When you reach the line containing "URL -> Integer" in the records below, start copying exactly, and stop once you have copied the line containing "catch (Exception e)".
============
Issue #17, opened 2023-03-01
[Feature] Allow forcing feature values via URL query parameters


tinahollygb:
### Acceptance Criteria

Allow a user to pass in query parameters for feature values, as well as on/off for boolean features to force evaluations.

PR #18, opened 2023-03-03
Force feature values using the URL

tinahollygb:
Adds support for parsing feature default values from the URL for the following data types:

- boolean (as 0/1, true/false, on/off)
- integer
- float
- string
- json
    - Gson deserializable that doesn't require a custom type attribute
    - from string, allowing a custom deserialization implementation (see JSON region in tests)

Closes https://github.com/growthbook/growthbook-sdk-java/issues/17

### DIFF
--- a/lib/src/main/java/growthbook/sdk/java/GrowthBookUtils.java
+++ b/lib/src/main/java/growthbook/sdk/java/GrowthBookUtils.java
@@ -1,5 +1,7 @@
 package growthbook.sdk.java;
 
+import com.google.gson.Gson;
+
 import javax.annotation.Nullable;
 import java.math.BigInteger;
 import java.net.MalformedURLException;
@@ -292,6 +294,24 @@ class GrowthBookUtils {
     }
 
     // endregion Forced feature for URL -> Integer
+
+    // region Forced feature for URL -> Objects
+
+    @Nullable
+    public static <ValueType> ValueType getForcedSerializableValueFromUrl(String featureKey, URL url, Class<ValueType> valueTypeClass, Gson gson) {
+        String value = getForcedFeatureRawValueForKeyFromUrl(featureKey, url);
+
+        if (value == null) return null;
+
+        try {
+            return gson.fromJson(value, valueTypeClass);
+        } catch (Exception e) {
+            e.printStackTrace();
+            return null;
+        }
+    }
+
+    // endregion Forced feature for URL -> Objects
 
     // endregion Forced feature for URL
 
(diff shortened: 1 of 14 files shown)


lib/src/main/java/growthbook/sdk/java/GrowthBookUtils.java
```diff
@@ -153,6 +157,164 @@ public static Integer getQueryStringOverride(String id, URL url, Integer numberO
...
+        if (value.equals("true") || value.equals("1") || value.equals("on")) {
+            return true;
+        }
+
+        if (value.equals("false") || value.equals("0") || value.equals("off")) {
+            return false;
+        }
+
+        return null;
+    }
```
============
▸ OUTPUT OF THE EXERCISE:
     // endregion Forced feature for URL -> Integer
+
+    // region Forced feature for URL -> Objects
+
+    @Nullable
+    public static <ValueType> ValueType getForcedSerializableValueFromUrl(String featureKey, URL url, Class<ValueType> valueTypeClass, Gson gson) {
+        String value = getForcedFeatureRawValueForKeyFromUrl(featureKey, url);
+
+        if (value == null) return null;
+
+        try {
+            return gson.fromJson(value, valueTypeClass);
+        } catch (Exception e) {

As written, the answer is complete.